Researchers reasoned that antioxidants could reduce the damage to mitochondria. Drugs to ramp up frataxin synthesis, or chelating agents to remove excess iron from mitochondria, might also be effective.

---PB--- Clinical trials

Overseas, Idebenone, a powerful antioxidant that penetrates the blood-brain barrier, is in Phase 3 trials. Researchers including Delatycki and his team are also trialling an iron chelator, Defereprone.

Cell studies and an open label study in 11 individuals with Friedreich’s ataxia indicated that erythropoietin, which boosts production of red blood cells, also had potential. Delatycki is working with a US group to conduct a Phase II/III placebo-controlled study.

Extra red blood cells require increased synthesis of iron-rich haemoglobin, and excess iron may be excreted during their rapid turnover.

Delatycki’s research group at the Murdoch Institute is conducting laboratory studies of compounds that could remedy the problem at source, by increasing fretaxin synthesis.

The laboratory team, led by Dr Joe Sarsero, is developing a knock-in transgenic mouse model of the disorder, by introducing the human form of the gene with the trinucleotide expansion repeat mutation – they have already confirmed that the normal human gene is a perfectly adequate substitute for the murine frataxin gene.

“We’re also trying to establish clinically useful measures of changes in human patients as the disorder progresses – how it affects walking, hand movement, vision and eye movement, hearing, and general quality of life,” Delatycki says.

“This is a very slow, progressive disorder. Motor neuron disease typically takes two years to develop, but Friedreich’s takes 30 to 40 years, and the individual rate of progression is highly variable.”

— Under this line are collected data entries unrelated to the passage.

PR #239, opened 2020-03-25
Make IndexSet storage immutable (use SVector storage)

mtfishman:
This changes the storage of IndexSet from SizedVector to SVector, which means that IndexSet is fully immutable now (both the type and the storage are immutable). It also means that they are now non-allocating:
```julia
julia> using ITensors

julia> i = Index(2,"i");

julia> j = Index(3,"j");

julia> @btime IndexSet($i,$j)
  0.089 ns (0 allocations: 0 bytes)
(dim=2|id=86|"i") (dim=3|id=4|"j") 
```
while on master it is:
```
julia> using ITensors

julia> i = Index(2,"i");

julia> j = Index(3,"j");

julia> @btime IndexSet($i,$j)
  158.176 ns (3 allocations: 256 bytes)
(dim=2|id=653|"i") (dim=3|id=556|"j") 
```
Using the SizedVector storage wasn't ideal, since it is just a wrapper around a Vector so it is technically still dynamically sized and allocated. MVector doesn't make sense as a storage since for QNs, the indices have dynamically sized containers (the QN storage), so MVector doesn't generically allow modifying the elements anyway.

The main disadvantage of this is that you can't set elements of an IndexSet using notation like `is[2] = j`, but this should mostly be something that is done internally and can easily be replaced by `is = setindex(is,j,2)`.

Note that indices of an ITensor can still be modified in-place, for example with functions like `prime!(A)`, by replacing the entire IndexSet of the ITensor (like how certain in-place operations of the ITensor are done by replacing the storage). So the ITensor interface should not change from this.

### DIFF
--- a/src/indexset.jl
+++ b/src/indexset.jl
@@ -7,11 +7,8 @@ export IndexSet,
        indexposition,
        not,
        swaptags,
-       swaptags!,
        swapprime,
-       swapprime!,
        mapprime,
-       mapprime!,
        commoninds,
        commonindex,
        uniqueinds,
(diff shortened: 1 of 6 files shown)


mtfishman:
Right. The only downside is that the way those functions are written now, it is looping over calls to `setindex`, which creates new IndexSets inside the loop. This was just a simplification for the sake of getting it implemented, but there are some options for optimizing it. We could go with the strategy of using a temporary MVector, modifying it, and then creating an IndexSet from the MVector at the end. Alternatively, there should be a way to make the IndexSet all in one go using the functionality introduced in #241. Just pointing out that the current implementation has some potential for improvement.

PR #242, opened 2020-03-27
Copying replace index functions

emstoudenmire:


emstoudenmire:
@mtfishman please let me know if this is superseded by #241, or if you could just include this change in that PR. (Since you are working on IndexSet functions there and renamed these too.)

These clinical measures are essential for assessing how individuals are responding to experimental drugs. “We’d love any drug that could reverse the symptoms, but if it could just slow its progression by 10, 20 or 30 per cent … Given the long course of the disease, any increase in the lifespan, and the quality of life, would be very significant.”

As a recessive disorder, Friedrich’s ataxia occurs only when both parents carry the mutation, and then only in one in four of their offspring, on average.

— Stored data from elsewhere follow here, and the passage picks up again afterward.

Issue #90, opened 2019-08-20
Factorize interface


emstoudenmire:
The factorize function doesn't always seem to generate a unitary U as the first return value. Hopefully I am not doing something wrong here, but here is some code to reproduce what I found:
```
l = Index(4,"Link")
s = Index(2,"Site")
T = randomITensor(l,s)
U,R = factorize(T,s)

@show U*prime(U,"Link")  # not equal to the identity
```

mtfishman:
Hey Miles,

I explained the `factorize` function wrong to you before. What `factorize` does is the following:

```julia
i = Index(2,"i")
j = Index(2,"j")
T = randomITensor(i,j)

# Make A = U and B = S*V
A,B = factorize(T,i,dir="fromleft")

# Make A = U*S and B = V
A,B = factorize(T,i,dir="fromright")

# Make A = V*sqrt(S) and B = sqrt(S)*U
A,B = factorize(T,i,dir="center")
```

Right now, the default is "center", so you are actually getting the correct result.

Then, `factorize` also has two modes, `which_factorization = "svd"` which uses an SVD to get `U,S,V`, and the `which_factorization = "eigen"` which, in the case of "fromleft" or "fromright", uses an eigendecomposition of the density matrix to get the `U` and `S*V` factors (or `U*S` and `V` factors).

The idea is that all of these are different versions of a low rank factorization of a matrix.

Cheers,
Matt

mtfishman:
Perhaps this is too much functionality packed into one function, and as we were discussing the "fromleft" and "fromright" may be superfluous because you could instead use the other set of indices to get the "fromright" factorization. I guess these two are essentially the same:
```julia
A,B = factorize(T,i,dir="fromright")
```
and
```julia
A,B = factorize(T,j,dir="fromleft")
```

emstoudenmire:
Yes, let's think about this some more, because I think it could become an easier function to use if we simplified it and even split it into separate functions perhaps.

One thing to observe is that, in addition to having the freedom of which indices to put in the arguments, one can also switch the order of the result tensors on the left. So given all of that freedom already, I think the keyword arguments could be dropped.

Then to switch between the fromright/fromleft functionality (which could just be combined into one call, where you switch between these two by which indices you put or how you order the return variables), and between the "center" functionality, we could just make the "center" one its own function. 

So what do you think of that idea? Two functions like this (but with a better names):

* `Q,B = factor(T,i)  # does Q = U, B = S*V`
[...]

PR #246, opened 2020-03-31
Change factorize keyword argument api

mtfishman:
This makes some changes to the `factorize` api based on issue #90.

The change in this pull request is the based on the final few suggestions:
```
A,B = factorize(T, i; ortho="left") # A = U , B = S*V, default
A,B = factorize(T, i, ortho="right")  # A = U*S , B = V
A,B = factorize(T, i; ortho="none")  # A = U*sqrt(S) , B = sqrt(S)*V, or some other factorization
```
The decomposition used is chosen with the `which_decomp` keyword argument (perhaps we could shorten it to `decomp`, suggestions are welcome). `which_decomp` can be `"svd"`, `"eigen"`, or `"automatic"`, in which case `"svd"` or `"eigen"` is chosen depending on the provided cutoff. If eigen is chosen, `ortho="none"` doesn't work, since it is not so natural to calculate that decomposition using eigendecompositions (I think it would require doing two eigendecompositions, at which point you may as well do an svd).

The idea is that this interface would allow for other factorizations to be available, for example `qr`, `lq`, `polar`, `cholesky`, `lu`, etc. These would be chosen consistently with the `ortho` keyword (some orthogonalize and some don't). Some automation could occur to allow for a smart choice of decomposition, for example if no truncation is requested and orthogonalization is requested, a `qr` could be used instead of `svd`/`eigen` since it is faster. Or if no orthogonalization is requested, an `lu` decomposition could be chosen by default, and if `ishermitian=true` then `cholesky` could be used.

### DIFF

Delatycki says an unusual aspect of this pattern of inheritance is that the age of onset, and the severity of the disease, is determined by the allele with the fewest trinucleotide repeats – the mechanism involved is unclear, but one hypothesis is that the expansion creates a defect in chromatin structure that limits the access of the cell’s transcription machinery to the frataxin gene’s promoter.

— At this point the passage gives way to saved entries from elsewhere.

PR #250, opened 2020-04-01
always_copy keyword

### LINKED ISSUE #204: `dag` copying behavior
This is just a reminder for a discussion that occurred in a previous PR- https://github.com/ITensor/ITensors.jl/pull/201#issuecomment-587676621 . 
It was discussed that:
1. `dag` is only sometimes making a copy of the internal storage (when the storage is complex).
2. This should be noted in the docstring. 
3. It would be good to add a `always_copy` keyword argument to `dag` that can be used for generic code where a copy is needed.

emstoudenmire:
This PR adds the always_copy keyword to `Base.conj` methods for Tensors types and for the ITensor `dag` function. Fixes #204


src/Tensors/blocksparse/blocksparse.jl
```diff
@@ -72,8 +72,17 @@ end
...
-Base.conj(D::BlockSparse) = BlockSparse(conj(data(D)), copy(blockoffsets(D)))
+
+function Base.conj(D::BlockSparse{<: Real}; always_copy = false) 
+  if always_copy
+    return conj!(copy(D))
+  end
+  return D
+end
+
+Base.conj(D::BlockSparse; kwargs...) = BlockSparse(conj(data(D)), copy(blockoffsets(D)))
```
mtfishman, line 83: Looks good, thanks. One thing this made me wonder about is if this should copy the block-offset list. Copying the block-offset list, in the limit of small blocks, could be as expensive as copying the data. Perhaps it should be `opt-in` with the `always_copy` keyword, and removed from this version of `conj`.

emstoudenmire: Agreed; the latest commit below should fix

emstoudenmire: I ran the tests manually and they are passing

PR #254, opened 2020-04-03
Remove call to qr in orthogonalize! so it works with qns

mtfishman:


emstoudenmire:
Would this be a good use case for `factorize`? Because then later we could just upgrade `factorize` for QN ITensors to use QR internally and then this code will automatically speed up from that.

emstoudenmire:
Nice to see Travis is working again too for some reason

mtfishman:
Yes that's a good point, let's do that.

I was wondering if you did something to get it back, but I guess it was just taking a break.

mtfishman:
The test failed because it ran out of time on the mac build (not sure why it took so long...). Besides that, it is passing, I'll merge this.

PR #256, opened 2020-04-04
Bunch of misc. tests for ITensors and a bugfix

kshyatt:
Feel free to squash this!

Had to change the `exphermitian` export location because otherwise the method for `Tensor`s wasn't in the method table.


mtfishman:
Looks good, thanks Katie!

In Huntington’s and several other trinucleotide repeat expansion disorders, the longer allele usually determines the age of onset and severity, so the disorders exhibit a dominant pattern of inheritance.

The recessive pattern of inheritance, and the early age of onset, also means the disorder rarely affect more than one generation of a family. Despite the disease’s rarity, Delatycki says its nature has attracted a diverse range of specialists from other fields, including mitochondria and iron-metabolism experts.

“There has been a huge increase in interest in Friedreich’s ataxia since the gene was identified, and we discovered why nerve cells die. We think the frataxin protein’s main role in mitochondria is in the production of iron-sulfur clusters that are essential for energy production.

“When frataxin levels are insufficient, there is a buildup of free iron in the mitochondria, creating oxygen free radicals that damage multiple mitochondrial respiratory chain enzymes.”

He says the Friedreich’s Ataxia Research Association (Australasia) is “incredibly active” in raising funds for research.

“They’ve funded our program for many years now, and they also play a support role for people newly diagnosed with the disorder.”